▶ WHAT YOU HAVE TO DO
An exact retyping of every record is required.

Saved data entries:
- Opening Delimiter -

PR #2299, opened 2026-08-25
Expand aliases before structural `==` (#2281)

### LINKED ISSUE #2281: A parameterized alias wrapping a structural container loses structural `==` (silently)
Measured 2026-08-24. **Pre-existing** — reachable without any of `StringMap`, and not confined to maps.

## The defect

- Closing Delimiter -

▶ EXERCISE RESULT
PR #2299, opened 2026-08-25
Expand aliases before structural `==` (#2281)

### LINKED ISSUE #2281: A parameterized alias wrapping a structural container loses structural `==` (silently)
Measured 2026-08-24. **Pre-existing** — reachable without any of `StringMap`, and not confined to maps.

## The defect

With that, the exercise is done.